Before moving on, let’s note that your author is NOT an attorney and this article should not be considered legal advice. It is our experience that attorneys lose the ability to speak plain English sometime during law school. In our attempt to simplify these complex topics, I’m confident that we’ve already set trust and estate attorneys’ heads spinning with our casual use of some of their lingo (and we haven’t even used any Latin terms yet). Nonetheless, we intend to offer useful information that, at a minimum, should strengthen your knowledge and better prepare you for any pertinent dealings with your attorney.

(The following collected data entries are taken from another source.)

PR #10128, opened 2020-10-19
Add documented `state_timeout` parameters to Linode builder

nayyara-samuel:
The Linode builder has a documented parameter called `state_timeout` in the docs.
See https://www.packer.io/docs/builders/linode#state_timeout.
However,  this parameter does not exist in reality. This PR adds that and uses it for the shutdown state. 

I am currently running into an error because the default timeout for state transition (i.e. `120 seconds = 2 minutes`) is too short. 

### Screenshot of Failure

Screen Shot 2020-10-19 at 5 44 32 PM

### Missing Parameters Error

```bash
Error: Failed to prepare build: "linode"

1 error occurred:
	* unknown configuration key: '"state_timeout"'
```

### DIFF
--- a/builder/linode/builder_test.go
+++ b/builder/linode/builder_test.go
@@ -3,6 +3,7 @@ package linode
 import (
 	"strconv"
 	"testing"
+	"time"
 
 	"github.com/hashicorp/packer/packer"
 )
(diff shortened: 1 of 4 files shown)


SwampDragons (approved):
This is basically a perfect PR. Thanks!

I suspect that variable option got accidentally copied and pasted when someone was initially writing the docs. I'm glad adding the feature helped you.

PR #343, opened 2026-01-14
Bug 2010300 - Enable searchfox job on enterprise-firefox.

arai-a:
For https://bugzilla.mozilla.org/show_bug.cgi?id=2010300

If the automation is using the `.cron.yml` file in this repository, then I think modifying the file here will enable the searchfox jobs there.
Otherwise we would need to apply the change on f-m side.

### DIFF
--- a/.cron.yml
+++ b/.cron.yml
@@ -181,6 +181,7 @@ jobs:
           - mozilla-esr140
           - elm
           - cypress
+          - enterprise-firefox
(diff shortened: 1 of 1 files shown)


lissyx:
@ahal is `cron.yml` doable there?

ahal:
Yes, I think it just needs a quick tweak in `fxci-config`.

lissyx (approved):

PR #344, opened 2026-01-14
Enterprise repack default console

lissyx:


taskcluster/gecko_taskgraph/transforms/repackage.py
```diff
@@ -818,27 +818,26 @@ def make_job_description(config, jobs):
...
+                        for repack_name in this_repack[enterprise_name]:
+                            for platform_name in this_repack[enterprise_name][
+                                repack_name
+                            ]["platforms"]:
+                                for repack_locale in this_repack[enterprise_name][
+                                    repack_name
+                                ]["locales"]:
+                                    if platform_name == build_platform:
+                                        repack_final_name = f"{enterprise_name}/{repack_name}/{repack_locale}"
+                                        if repack_final_name not in repacks:
```
ahal, line 839: Consider making `repacks` a set so you don't need to test for existence.

taskcluster/gecko_taskgraph/transforms/repackage.py
```diff
@@ -818,27 +818,26 @@ def make_job_description(config, jobs):
...
+                                            repacks += [repack_final_name]
```
ahal, line 840: Try:
```python
from itertools import product

repacks = set()
for enterprise_name, repack_configs in this_repack.items():
    for repack_name, config in repack_configs.items():
        repacks.update([
            f"{enterprise_name}/{repack_name}/{locale}"
            for platform, locale in product(config["platforms"],  config["locales"]):
            if platform == build_platform
        ])  
```

Haven't tested but should be equivalent.

lissyx: I tried quickly and could not fix it. We'll have to revisit this later anyway

PR #349, opened 2026-01-16
Bug 2010334 - Support cron tasks in enterprise-firefox

ahal:
Cron tasks are currently enabled (e.g: https://firefox-ci-tc.services.mozilla.com/tasks/SleLuE1XR4eya2hRxOKDyw/runs/0/logs/public/logs/live.log), but they would go down the "hg" branch of the `.taskcluster.yml` and then fail to clone due to the commit hashes / repo urls being wrong.

This patch ensures we go down the "git" branch of `.taskcluster.yml` and ensures we're setup to handle cron there.

### DIFF
--- a/.taskcluster.yml
+++ b/.taskcluster.yml
@@ -56,7 +56,7 @@ tasks:
     # takes place, and only the first task is included in the `in_tree_action` hook.
     - $switch:
           # Decision task for events originating from hg.mozilla.org
-          'tasks_for in ["hg-push", "cron"] || (tasks_for == "action" && parameters["repository_type"] == "hg")':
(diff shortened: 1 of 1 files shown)


lissyx (approved):
LGTM, how can we test that?

ahal:
I can test it against `github.com/mozilla-releng/staging-firefox`, but it'll take a patch to fxci-config first. I don't mind though, probably best to set it up regardless.

Fwiw given the Decision task passed on this PR, I'm not too worried about it breaking on the push events either.

ahal:
I partially tested against staging-firefox, but getting the searchfox cron to run there is a bit annoying and  I don't think worth it.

Families and individuals can make effective use of the annual gift tax exclusion. For 2017, that means that you can make gifts to as many individuals as you wish of up to $14,000 in value each. The gifts can be cash, stock, gold coins, a car (presumably used), or Aunt Bessie’s Hummel figurines, as long as the fair market value of each gift does not exceed $14,000. Married couples can combine their gifts to double the exclusion to $28,000 for each recipient. (For those planning ahead, the I.R.S. has announced that the inflation adjusted annual exclusion goes up to $15,000 for 2018.)
Benefits and some considerations:
- This is a simple way for parents and grandparents to provide support to their children and grandchildren.
- If you DO possess sufficient assets to be subject to estate taxes when the time comes, annual gifting is a useful tool for moving assets out of your estate without tax consequences.
- Annual gifts made under this exclusion do not count against your lifetime gift exemption.
- The cost basis of stocks and other gifts usually travels with those gifted assets, meaning that the recipients may have to pay capital gains taxes if and when they sell the asset.
- Parents and guardians of minor children should research the benefits of applying their children’s gifts to a trust benefitting those children, rather than a Uniform Gifts/Transfers to Minors Account (UGMA or UTMA), which usually turns over all the assets to the child at age eighteen. This could also lessen the child’s eligibility for student loans and scholarships.
In our family, year-end has always been the time for dealing with annual gifts, donations, and other matters of financial maintenance; perhaps that can work for your family, too!